*** Begin section ***
PR #320, opened 2023-01-31
parser: check for route duplicates (LP: #2003061)

daniloegea:
We currently check if the number of routes we have in the list is the same as the number of entries in the yaml structure. This cause problems when routes come from different files, see LP#2003061. In this case, the second route is not added to the netdef.

This patch changes the logic to actually check if the route being processed is already in the list. For the uniqueness check, it compares the route IP family, table ID, metric, from, to and via fields.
*** End section ***
• **EXERCISE INSTRUCTIONS**: The answer consists of the line holding "We currently check" and every line after it up to the end of the records, word for word.

• **ANSWER AREA**:
We currently check if the number of routes we have in the list is the same as the number of entries in the yaml structure. This cause problems when routes come from different files, see LP#2003061. In this case, the second route is not added to the netdef.

This patch changes the logic to actually check if the route being processed is already in the list. For the uniqueness check, it compares the route IP family, table ID, metric, from, to and via fields.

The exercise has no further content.